No matter some hopeful signs and potentially some positive spin during the upcoming quarterly earnings reports about the future (no one is being prosecuted under Sarbox no matter how flagrantly they exaggerate), several recent forward-looking indicators continue to deteriorate, including the Conference Board's Employment Trend Index, which reported today that all 8 of its components declined in March, of which several have clear forward-looking predictive value.
Putting all the above together, a coherent story from the best of the best is that short-term market fluctuations are beyond predicting, but many headwinds remain for the economy and government policy remains weighted toward far too much favoritism toward Big Finance with far too little consideration for the Little Guy or the Medium Guy.
Governments need to stop such insanity as New York State passing a budget that increases spending 9%; they need to recognize that matters are opposite in many ways to the 1930s in that Keynes has been misused to justify overpromising and overspending for over 70 years; and they need to encourage the public to save.

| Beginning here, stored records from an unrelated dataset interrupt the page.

PR #3001, opened 2025-02-18
Generate CAS2 Bail types on merging to main

libuk:
We have a newly created accommodation service which requires its types to be kept up to date with the API models.


davidatkinsuk (approved):
LGTM 👍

We cannot attain a balanced prosperity by the hair-of-the-dog strategy of money printing and piling more and more debt upon all the existing debt. The best time for an alcoholic to stop drinking is always the time: NOW.
Until the U. S. and its followers such as the U. K. cure their debt addictions and return to a culture of saving, all the jigs and jags of the economy and good months or quarters for stocks will be irrelevant, as the fundamental problem of unsound financial practices will remain and, if the Obama administration gets its way, these practices will be rewarded.